***** PROVIDED DATA *****

PR #450, opened 2019-05-16
 screenshots: update SmartlingClient and test

chidinmae:
Access tokens expire every 5-minutes, but you can get a new token by calling the Refresh Authentication API, using the refresh token returned by a successful Authentication. Refresh tokens are valid for 1 hour. You can refresh your Authentication for up to 24-hours before you need to log in again with an Authenticate request.

https://help.smartling.com/hc/en-us/articles/360007789914

### DIFF
--- a/webapp/src/main/java/com/box/l10n/mojito/smartling/SmartlingClient.java
+++ b/webapp/src/main/java/com/box/l10n/mojito/smartling/SmartlingClient.java
@@ -1,16 +1,14 @@
 package com.box.l10n.mojito.smartling;
 
-import com.box.l10n.mojito.smartling.response.AuthenticationResponse;
 import com.box.l10n.mojito.smartling.response.SourceStringsResponse;
 import org.slf4j.Logger;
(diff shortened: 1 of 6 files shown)


aurambaj:
Also I'm wondering if it is a regular OAuth2 flow, can [OAuth2RestTemplate](https://docs.spring.io/spring-security/oauth/apidocs/org/springframework/security/oauth2/client/OAuth2RestTemplate.html) be reused? Similar to this: https://www.baeldung.com/spring-security-oauth2-authentication-with-reddit

chidinmae:
> Also I'm wondering if it is a regular OAuth2 flow, can [OAuth2RestTemplate](https://docs.spring.io/spring-security/oauth/apidocs/org/springframework/security/oauth2/client/OAuth2RestTemplate.html) be reused? Similar to this: https://www.baeldung.com/spring-security-oauth2-authentication-with-reddit

according to their docs it is Oauth2, will check this out and update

*****

• _PROBLEM TO SOLVE_
Search the records above for "Similar". Copy each line where it is found.

• _ANSWER BOX_
Also I'm wondering if it is a regular OAuth2 flow, can [OAuth2RestTemplate](https://docs.spring.io/spring-security/oauth/apidocs/org/springframework/security/oauth2/client/OAuth2RestTemplate.html) be reused? Similar to this: https://www.baeldung.com/spring-security-oauth2-authentication-with-reddit
> Also I'm wondering if it is a regular OAuth2 flow, can [OAuth2RestTemplate](https://docs.spring.io/spring-security/oauth/apidocs/org/springframework/security/oauth2/client/OAuth2RestTemplate.html) be reused? Similar to this: https://www.baeldung.com/spring-security-oauth2-authentication-with-reddit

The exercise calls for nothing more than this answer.